Würde man die Anzahl der Coachs im UK auf die gesamte Europäische Union hochrechnen (Bevölkerung im Januar 2008: 497 Millionen), wären in der EU theoretisch ca. 100.000 Coachs tätig. Aufgrund der erheblichen wirtschafltichen Unterschiede in der EU ist dieser Vergleich zwar nur begrenzt sinnvoll, zeigt aber das grundsätzliche Potenzial des Coaching-Marktes mit Blick in die Zukunft.
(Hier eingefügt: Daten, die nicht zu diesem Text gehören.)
PR #2963, opened 2022-11-14
Updating train to be a teacher page titles

EllieNodder:
### Trello card

https://trello.com/c/Zdn9jsbU/3878-revise-page-titles-for-organic-search-train-to-be-a-teacher

### Context

Now we've added 'GOV.UK' to all our page titles, we should review them to make sure they're not too many characters.

This PR changes the page titles for:

- ways to train if you have a degree
- ways to train if you don't have a degree
- if you've worked in a classroom
- if you want to change career
- initial teacher training (ITT)
- improve your subject knowledge

### DIFF
--- a/app/views/content/train-to-be-a-teacher/if-you-dont-have-a-degree.md
+++ b/app/views/content/train-to-be-a-teacher/if-you-dont-have-a-degree.md
@@ -1,6 +1,6 @@
 ---
-title: "Ways to train if you don't have a degree"
-heading: "Train to be a teacher if you don't have a degree"
+title: "Train to teach if you do not have a degree"
+heading: "Train to teach if you do not have a degree"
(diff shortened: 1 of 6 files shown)


EllieNodder:
> @EllieNodder I haven't looked at this properly yet but just wanted to check that if the `title` and `heading` are the same, do we need them both? Is there any SEO benefit? Or can we just have `title` which will then be used for the `h1` as well?

not sure about any SEO benefit 🤔 I just left it in there in case we wanted to change it in future. I don't mind leaving in/taking out?

philspray:
Not sure if this helps but on previous sites I've worked on, heading had little or no SEO impact, but title did. They all look fine to me, but I wonder if the subject enhancement change might make it harder to show up in search?

PR #2965, opened 2022-11-14
remove incorrect loan repayments info

philspray:
### Trello card

https://trello.com/c/V9hCpQQ4 

### Context

We need to remove a line stating that student loan repayments will not increase if you take additional funding for teacher training as the terms of student loans have changed and this is no longer true.


gemmadallmandfe (approved):
Looks good to me!

EllieNodder (approved):
👍🏻🤩🎉

PR #2967, opened 2022-11-16
Clean up campaign layout

ethax-ross:
> ⚠️ WIP


gazcarr:
I have reviewed and all looks ok to me. I have one minor issue that could do with being sorted, but it might be more of a site wide change for headings (potentially) , so I have created a ticket in Trello:
https://trello.com/c/jCvvFk7y/3900-headings-background-to-wrap-with-text

gemmadallmandfe:
@ethax-ross I've had a look at the pages listed on desktop, on mobile in the Chrome emulator and on my iPhone 11 and generally they look fine to me - certainly good enough to merge this week once you've had a tech review

My only comments would be around:

1. **Padding** - there is a bit less breathing space around some components compared with prod. @gazcarr will look at this in more detail though and I'm very happy for this to be addressed on a separate PR!

2. **H2s/cards** - there is a bit of inconsistency on mobile as to whether h2s and cards are full width or not eg 

image

image

I think the help and support ones probably need amending?

app/components/text_block_with_one_image_component.rb
```diff
@@ -0,0 +1,16 @@
+class TextBlockWithOneImageComponent < ViewComponent::Base
+  attr_reader :heading, :colour
+
+  def initialize(heading:, image_path:, image_alt:, colour: "pink")
+    super
+
+    @heading = heading
+    @colour = colour
+    @image_path = image_path
```
asatwal, line 9: I expect `image_path` and `image_alt` are for internal to the component class and therefore don't require getters ?

ethax-ross: Yeah it looks like they're only used in the `image` method below so don't need getters (for some reason GitHub is showing this as a new file in the diff but its actually all existing code and I just moved it)

app/views/content/explore-teaching-advisers/_article.html.erb
```diff
@@ -1,5 +1,5 @@
-<article>
-  <section class="statement">
+<div class="row inset">
```
asatwal, line 1: I expect these classes such as `row`, `inset`, `col` and `col-720` etc will eventually be added to css ?

asatwal (approved):
👍  LGTM - Just a few very minor questions.

app/views/content/explore-teaching-advisers/_article.html.erb
ethax-ross: They're already in the layout CSS (may have been added in one of the later commits) https://github.com/DFE-Digital/get-into-teaching-app/pull/2967/files#diff-2fc2fec0b84bdf7c923b7bbf3015aee64123c49bb9dc0518c830a6dbf6ec65f0R170-R180

PR #2968, opened 2022-11-17
Changing who do you want to teach page titles

EllieNodder:
### Trello card

https://trello.com/c/AhAzZtSl/3879-revise-page-titles-for-organic-search-who-do-you-want-to-teach

### Context

Now that we've added 'GOV.UK' to our page titles, we should review them to try and keep them short enough to not be truncated by Google.

This PR covers the change of:

- become a further education teacher
- teaching disabled pupils and pupils with special educational needs

### DIFF
--- a/app/views/content/teach-disabled-pupils-and-pupils-with-special-educational-needs.md
+++ b/app/views/content/teach-disabled-pupils-and-pupils-with-special-educational-needs.md
@@ -1,5 +1,5 @@
 ---
-title: "Teach disabled pupils and pupils with special educational needs"
+title: "Teach pupils with special educational needs and disabilities"
 description: |-
   As a qualified teacher you’ll have the opportunity to work with pupils with complex needs, no matter what setting you work in.
 date: "2021-05-07"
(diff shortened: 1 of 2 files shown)


app/views/content/teach-disabled-pupils-and-pupils-with-special-educational-needs.md
```diff
@@ -1,5 +1,5 @@
 ---
-title: "Teach disabled pupils and pupils with special educational needs"
+title: "Teach pupils with special educational needs and disabilities"
```
gemmadallmandfe, line 2: @EllieNodder 

Is it worth putting `(SEND)` at the end of the h1 at least (ie by having a separate `heading`), now that we have changed the wording to the more common phrase?
eg https://www.gov.uk/children-with-special-educational-needs

Looking in GSC, SEND does appear in search terms - not sure what you think about adding it to `title` as well as the h1 - I appreciate this will make the title even longer!

EllieNodder: good shout - shall we just add it to the h1?

gemmadallmandfe (approved):
Looks good to me

PR #2997, opened 2022-11-25
Change site name in structured data

ethax-ross:
### Trello card

[Trello-3959](https://trello.com/c/B1iLhK9S/3959-amend-structured-data-site-name-in-an-attempt-to-get-google-to-display-it)

### Context

Google is not registering out site name from the structure data. As far as we can tell its in the correct format, so we think Google may be ignoring our site name because it things we're trying to impersonate a government body (which is one of the reasons they list).

Remove `GOV.UK` from the site name to see if Google registers it.

- Change site name in structured data

### DIFF
--- a/app/helpers/structured_data_helper.rb
+++ b/app/helpers/structured_data_helper.rb
@@ -72,7 +72,7 @@ module StructuredDataHelper
 
   def home_structured_data
     data = {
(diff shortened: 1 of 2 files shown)


gemmadallmandfe (approved):
Looks good to me

PR #3020, opened 2022-12-03
Fix unused promo section

ethax-ross:
### Trello card

[Trello-3976](https://trello.com/c/z4gfDc9s/3976-fix-snyk-security-scanner-error)

### Context

We are getting a false positive error from Snyk/brakeman scanning this file as there is a syntax error on line 5. It's
not causing issues to users/our tests because the partial is unused.

Fix syntax error (we want to use this partial again the future).

- Fix events promo section

### DIFF
--- a/app/views/content/train-to-be-a-teacher/promos/_events-promo-apply.html.erb
+++ b/app/views/content/train-to-be-a-teacher/promos/_events-promo-apply.html.erb
@@ -1,8 +1,7 @@
-
 <%= render(CallsToAction::Promo::PromoComponent.new) do |promo| %>
   <% promo.left_section(classes: %w[events-background]) %>
   <% promo.right_section(
-        : "Online and in-person events",
+        caption: "Online and in-person events",
         heading: "Get tips on your application") do %>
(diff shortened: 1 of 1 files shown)


gemmadallmandfe:
@EllieNodder Tagging you in on this - would you rather delete this promo entirely (as @ethax-ross is doing in this PR) or fix the erroneous line (looks like there are two lines with headings but only one is defined as such) because you are likely to want to use it in future?

```
  <% promo.right_section(
        **: "Online and in-person events",**
        heading: "Get tips on your application") do %>
      <p>Talk to teacher training providers, expert advisers and teachers to get help writing your teacher training application.</p>
```

EllieNodder:
> @EllieNodder Tagging you in on this - would you rather delete this promo entirely (as @ethax-ross is doing in this PR) or fix the erroneous line (looks like there are two lines with headings but only one is defined as such) because you are likely to want to use it in future?
> 
> <% promo.right_section( **: "Online and in-person events",** heading: "Get tips on your application") do %>

@gemmadallmandfe @ethax-ross we're probs likely to use this promo again when events start up again - could we fix instead of removing if poss?

EllieNodder (approved):
looks good to me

 Auf einen Coach kommen 1.000 Führungskräfte

Zielgruppe der Coachs sind zu ca. 75% Führungskräfte, Manager und Projektleiter (Coaching-Umfrage Deutschland 2007). Wie groß die Gesamtzahl der Führungskräfte in Deutschland ist, kann geschätzt werden. Da es in Deutschland ca. 3 Millionen Unternehmen gibt (Quelle: Wikipedia – Stand 2004) und zudem noch zahlreiche andere Organisationen mit Führungskräften existieren (Öffentliche Betriebe, Verwaltungen usw.) kann man selbst bei konservativer Schätzung von deutlich über 4 Millionen Führungskräften und Unternehmern ausgehen. Diese Zahl wird vom Mikrozensus des Statistischen Bundesamtes aus dem Jahr 2004 gestützt: Hier wird von insgesamt 4,9 Millionen Führungskräften in Deutschland ausgegangen (Quelle: Broschüre “Leben und Arbeiten in Deutschland Ergebnisse des Mikrozensus 2004″ des Statistischen Bundesamtes, S. 53). Auf einen professionellen Coach kommen demnach in Deutschland zur Zeit ca. 1.000 Führungskräfte.
 

 Deutliches Wachstum erwartet

Im Jahr 2007 wurden nach Schätzungen des Coaching-Report in Deutschland ca. 75.000 Coaching-Prozesse mit Führungskräften durchgeführt. Dies bedeutet, dass ca. 1,5% der deutschen Führungskräfte 2007 ein Coaching in Anspruch genommen haben – also in etwa jede 66. Führungskraft.

Zum Vergleich: Laut Harvard Businessmanager (März 2008, S. 40) werden bei Daimler und Volkswagen jährlich ca. 10% der Manager gecoacht. Daraus lässt sich ableiten, dass noch ein deutliches Wachstum des Marktes von mehreren 100% möglich ist, wenn Coaching auch zunehmend in kleinen und mittelständischen Unternehmen in Anspruch genommen wird. (Würde jedes Unternehmen so viele Führungskräfte wie Daimler oder VW coachen lassen, entspräche dies einem Marktwachstum von 660 Prozent.)

Umsatzvolumen

Der deutsche Beratermarkt hatte 2007 ein Volumen von 16,4 Mrd. Euro (Quelle: FTD, 11.03.2008). Selbst bei großzügiger Schätzung der Coaching-Honorare hat die Coaching-Branche daran nur einen sehr geringen Anteil von etwa 250 Mio. Euro (Coaching) – dies sind 1,5 Prozent des Beratermarktes. Diese Zahlen zeigen deutlich, welche Zuwachsraten noch im Coaching-Markt möglich sind.